Question

What is the weight per volume method to calculate concentration?

Answer 1

Hint :${\displaystyle \frac{Weight}{Volume}}$ percentage concentration is a measurement of the concentration of a solution. ${\displaystyle \frac{Weight}{Volume}}$ percentage concentration is usually called as${\displaystyle \frac{w}{v}}\left(\mathrm{\%}\right)$. Common units for${\displaystyle \frac{w}{v}}\left(\mathrm{\%}\right)$ concentration are${\displaystyle \frac{g}{100ml}}\left(\mathrm{\%}\right)$. The state of being soluble in a given amount of substance is known as solubility which is expressed in terms of concentration also.
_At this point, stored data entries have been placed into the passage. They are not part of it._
PR #3135, opened 2023-03-24
Added definition identifiers

azidar:
Added compiler plugin to for eagerly computed module definition identifiers. Due to unknown reasons, the plugin fails to determine the identifier for traits (which should be a rare corner case that its used), but I added a macro that users, if they so choose, can use instead.

Right now, nothing uses the identifiers.

By-name-parameters are ignored by the plugin in name generation.

### Contributor Checklist

- [ ] Did you review?


core/src/main/scala/chisel3/internal/Identifier.scala
```diff
@@ -0,0 +1 @@
+
```
jackkoenig, line 1: Is this file supposed to be here?

macros/src/main/scala/chisel3/internal/naming/Identifier.scala
```diff
@@ -0,0 +1,58 @@
...
+            stat match {
+              case aDef: DefDef if aDef.name.toString == "_traitModuleDefinitionIdentifierProposal" =>
+                c.error(aDef.pos, s"Custom implementations of _traitModuleDefinitionIdentifierProposal are not allowed")
+              case _ =>
+            }
+          }
+          val newMethod = q"override protected def _traitModuleDefinitionIdentifierProposal = Some(${tpname.toString})"
+          val newStats = newMethod +: stats
+          (
+            q"$mods trait $tpname[..$tparams] extends { ..$earlydefns } with ..$parents with chisel3.experimental.hierarchy.IsInstantiable { $self => ..$newStats }",
```
jackkoenig, line 36:
```suggestion
            q"$mods trait $tpname[..$tparams] extends { ..$earlydefns } with ..$parents { $self => ..$newStats }",
```
Left over from copy-paste I think.

macros/src/main/scala/chisel3/internal/naming/Identifier.scala
```diff
@@ -0,0 +1,58 @@
...
+          clz
+      }
+      objOpt match {
+        case None => newClz
+        case Some(o) =>
+          q"""
+            $newClz
+
+            $o
+          """
```
jackkoenig, line 49: Do we need to deal with the companion object in this macro? We aren't transforming it right?

plugin/src/main/scala/chisel3/internal/plugin/IdentifierComponent.scala
```diff
@@ -0,0 +1,122 @@
...
+          primaryConstructor = Some(con)
+        case d: DefDef if isNullaryMethodNamed("_moduleDefinitionIdentifierProposal", d) =>
+          val msg = "Users cannot override _moduleDefinitionIdentifierProposal. Let the compiler plugin generate it."
+          global.reporter.error(d.pos, msg)
+        case _ =>
+      }
+      (primaryConstructor, paramAccessors.toList)
+    }
+
+    def generateIdentifierMethod(module: ClassDef, thiz: global.This, baseClass: global.Symbol): Tree = {
```
jackkoenig, line 63: I don't love how much code we've duplicated between the other components and this one, maybe we can make a utils object?

plugin/src/main/scala/chisel3/internal/plugin/IdentifierComponent.scala
```diff
@@ -0,0 +1,122 @@
...
+      localTyper.typed(DefDef(identifierSym, body)).asInstanceOf[DefDef]
+    }
+
+    override def transform(tree: Tree): Tree = tree match {
+
+      case module: ClassDef
+          if isAModule(module.symbol)
+            && !isExactBaseModule(module.symbol)
+            && !module.mods.hasFlag(Flags.TRAIT)
+            && !module.name.decode.contains("$anon") =>
```
jackkoenig, line 102: Does this not work on anonymous functions?

core/src/main/scala/chisel3/naming/Identifier.scala
```diff
@@ -0,0 +1,49 @@
+package chisel3.naming
+
+trait IdentifierProposer[T] {
+  def propose(obj: T): String
+}
```
jackkoenig, line 5:
```suggestion
sealed trait IdentifierProposer[T] {
  def propose(obj: T): String
}
```

Since it doesn't seem to be useful for users to extend this, I think it should be private. Some day I hope we can make it user implementable, but I don't want to give the appearance of doing so when we don't yet.

src/test/scala/chiselTests/naming/IdentifierProposerSpec.scala
```diff
@@ -0,0 +1,30 @@
...
+
+import chisel3._
+import chisel3.naming.IdentifierProposer
+
+case class Blah(i: Int)
+class Foo(val i: Int)
+object Foo {
+  implicit val fooProposer = new IdentifierProposer[Foo] {
+    def propose(foo: Foo): String = s"Foo(${foo.i})"
+  }
```
jackkoenig, line 14: This appears to be unused, related to my comments about the "Typeclass-y API not being implemented [yet]".

jackkoenig (commented):
Generally looks good, lots of little suggestions.

I hope we can ultimately figure out how to make this work as a user-implementable typeclass, but it seems you went halfway down that route but the actually implementation is basically a hardcoded implementation. That's fine, but we should make sure not to expose the typeclass-y implementation if it isn't actually supported (yet).

src/test/scala/chiselTests/naming/IdentifierProposerSpec.scala
```diff
@@ -0,0 +1,30 @@
...
+}
+class Baz(val i: Int)
+
+class IdentifierProposerSpec extends ChiselFunSpec with Utils {
+  it("(0): getProposal works on a variety of object types") {
+    assert(IdentifierProposer.getProposal("Hi") == "Hi")
+    assert(IdentifierProposer.getProposal(1) == "1")
+    assert(IdentifierProposer.getProposal(Blah(1)) == "Blah_1")
+    assert(IdentifierProposer.getProposal(new Bundle {}) == "AnonymousBundle")
+    assert(IdentifierProposer.getProposal(new Foo(1)) == "Foo_1")
```
mwachs5, line 24: what does it do for a Foo with multiple parameters?

mwachs5, line 24: shouldn't this be `Foo(1)` given the above proposer?

src/test/scala/chiselTests/naming/IdentifierSpec.scala
```diff
@@ -0,0 +1,60 @@
...
+
+class HasByNameArg(g: => Module) extends Module {
+  val x = Module(g)
+}
+
+class IdentifierSpec extends ChiselFunSpec with Utils {
+  it("(1): definitionIdentifier works on classes, abstract classes, but not traits") {
+    class TopA extends Module {
+      assert(Module(new ConcreteClass(0)).definitionIdentifier == "ConcreteClass_0")
+      assert(Module(new ConcreteClass(0) {}).definitionIdentifier == "ConcreteClass_0_1")
```
mwachs5, line 34: what is the `_1` coming from? is this the auto-namespace-collision-avoidance? Can we just have an error if there is a namespace collision in the space of `definitionIdentifier`?

src/test/scala/chiselTests/naming/IdentifierSpec.scala
```diff
@@ -0,0 +1,60 @@
...
+      assert(Module(new NormalTrait {}).definitionIdentifier == "_1_Anon") // Traits don't work, Scala compiler bug?!?
+      assert(Module(new AbstractClass {}).definitionIdentifier == "AbstractClass")
+      assert(Module(new AbstArgsClass(1) {}).definitionIdentifier == "AbstArgsClass_1")
+      assert(Module(new NestedAbtrClz(1) {}).definitionIdentifier == "NestedAbtrClz_1")
```
mwachs5, line 38: is this `_1` due to the argument being passed or some sort of namespace dedup? Can we make these things "look different" (see the type name API docs) or make the second one illegal?

plugin/src/main/scala/chisel3/internal/plugin/IdentifierComponent.scala
azidar: One issue is all the types are imported from `import global._`, so its hard to actually do this well.

src/test/scala/chiselTests/naming/IdentifierProposerSpec.scala
azidar: It gets filtered to be a clean name without "(", see `def filterProposal` on `object IdentiferProposer`

src/test/scala/chiselTests/naming/IdentifierSpec.scala
azidar: We could but I'd prefer to do that in a future version, right now its not used anywhere, so I don't want to just cause additional errors.

src/test/scala/chiselTests/naming/IdentifierSpec.scala
azidar: Sure

plugin/src/main/scala/chisel3/internal/plugin/IdentifierComponent.scala
jackkoenig: In the utils, you can take `global` as an argument and use it to derive types, see https://github.com/chipsalliance/chisel/blob/3a59415380a75085286e5cbfd006323ea04ea02d/core/src/main/scala/chisel3/Printf.scala#L39

src/test/scala/chiselTests/naming/IdentifierProposerSpec.scala
jackkoenig: Are you sure it's being used? Because `Blah` is getting the exact same style of name below. I'd like to see an example that does an actually interesting proposal to prove it's being used. I'm skeptical because I had an extremely difficult time getting implicit resolution to work when generating the methods in the compiler plugin. I suspect it _is_ possible, but I don't see it here yet. And even if this case works (because it's defined in implicit scope), we need to show that the implicit resolution follows the rules, try putting the type class definition in a different object and importing it into lexical scope--that was the case I could not get to work.

macros/src/main/scala/chisel3/internal/naming/Identifier.scala
azidar: I thought I still needed to return it, if it exists?

plugin/src/main/scala/chisel3/internal/plugin/IdentifierComponent.scala
azidar: Anonymous classes. There doesn't exist a new name for `new MyModule {}` that is better that whatever was derived for `MyModule`, so there is no point in overriding the `_moduleDefinitionIdentifierProposal` for this anonymous class.

src/test/scala/chiselTests/naming/IdentifierProposerSpec.scala
azidar: Yeah it works, any other cases I should test?

src/test/scala/chiselTests/naming/IdentifierProposerSpec.scala
azidar: Just appends it, like the tuple or list.

plugin/src/main/scala/chisel3/internal/plugin/IdentifierComponent.scala
azidar: Sounds good.

plugin/src/main/scala/chisel3/internal/plugin/IdentifierComponent.scala
jackkoenig: Is there a better way to detect it than String matching the name?

src/test/scala/chiselTests/naming/IdentifierProposerSpec.scala
jackkoenig: I realize I commented in the wrong place, it of course works when you call `IdentifierProposer.getProposal`, but it does **not** work for actually customizing the name of a Module, the test that I'm concerned about it:
```scala
class MyModule(i: Int) extends Module
object MyModule {
  implicit val proposer = new IdentifierProposer[MyModule] {
    def propose(x: MyModule): String = "SomeOtherName"                                                                                                                                                         
  }
}

Module(new MyModule(0)).definitionIdentifier // This should be "SomeOtherName" but is "MyModule_0"
```
I want to do the typeclass API, but if it doesn't work yet, I'm not sure that we should expose it as public.

azidar: After offline conversation w/ @jackkoenig , we decided the typeclass customization would be too onerous to do because you'd need to pepper `: IdentiferProposer` everywhere, so instead we will just use inheritance.

plugin/src/main/scala/chisel3/internal/plugin/IdentifierComponent.scala
azidar: Not that I can figure out, sadly.

core/src/main/scala/chisel3/Module.scala
```diff
@@ -261,6 +262,30 @@ package experimental {
...
+        .split("\\.|\\$") // 2. Split string at '.' or '$'
+        .filterNot(_.forall(_.isDigit)) // 3. Drop purely numeric names
+        .last // 4. Use the last name
+    }
+    // Needed this to override identifier for DefinitionClone
+    private[chisel3] def _definitionIdentifier = {
+      val madeProposal = chisel3.naming.IdentifierProposer.makeProposal(this._moduleDefinitionIdentifierProposal)
+      Builder.globalIdentifierNamespace.name(madeProposal)
+    }
+    // Represents an eagerly-determined unique and descriptive identifier for this module
```
jackkoenig, line 287:
```suggestion
    /** Represents an eagerly-determined unique and descriptive identifier for this module */
```
Gotta be ScalaDoc yo

plugin/src/main/scala/chisel3/internal/plugin/ChiselUtils.scala
```diff
@@ -0,0 +1,61 @@
+// SPDX-License-Identifier: Apache-2.0
+
+package chisel3.internal.plugin
+
+import scala.tools.nsc
+import scala.tools.nsc.{Global, Phase}
+import scala.tools.nsc.transform.TypingTransformers
+
+trait ChiselOuterUtils { outerSelf: TypingTransformers =>
```
jackkoenig, line 9:
```suggestion
private[plugin] trait ChiselOuterUtils { outerSelf: TypingTransformers =>
```

jackkoenig (approved):
LGTM with a couple of nits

Complete Step By Step Answer:
${\displaystyle \frac{Weight}{Volume}}$ is the same as ${\displaystyle \frac{mass}{volume}}$. It is the weight of solute divided by the volume of solution multiplied by $100$: $\mathrm{\%}{\displaystyle \frac{w}{v}}={\displaystyle \frac{\text{weight of solute}}{\text{volume of solution}}}\times 100$
For example: What is the ${\displaystyle \frac{weight}{volume}}$ percentage concentration of $500ml$aqueous acetic acid$\left(C{H}_{3}COOH\right)$ solution containing$10g\text{ C}{\text{H}}_{3}COOH$?
Firstly we write the equation used to calculate the${\displaystyle \frac{weight}{volume}}\left(\mathrm{\%}\right)$:
$={\displaystyle \frac{w}{v}}\mathrm{\%}={\displaystyle \frac{\text{mass of solute}}{\text{volume of solution}}}\times 100$
Now, find the solute: solute$=$acetic acid$\left(C{H}_{3}COOH\right)$
After that, read out the data from the question: mass of solute$C{H}_{3}COOH=10g$
Volume of solution$=500ml$
Put all the values in the formula and solve it:
${\displaystyle \frac{w}{v}}\mathrm{\%}={\displaystyle \frac{10}{500}}\times 100$
$=2\mathrm{\%}$

Note :
${\displaystyle \frac{Weight}{Volume}}$ percent concentrations are characteristic when solids are dissolved in liquids and are mainly used because of the reason that volume is easier to calculate and measure than weight. One more important reason for using this percent concentration is the fact that dilute solutions have a density that’s generally close to$1\text{ gm}{\text{l}}^{-1}$, which makes the volume of the solution expressed in ml numerically equal to the mass of the solution expressed in grams. As a conclusion, in order to calculate a ${\displaystyle \frac{w}{v}}$ percent concentration, we must determine how much quantity of solute is present, it’s mass in grams and how much volume of solution is present in ml. It is mainly used when a dry solute is weighed out and added to a liquid solvent commonly water$\left(H_{2}O\right)$.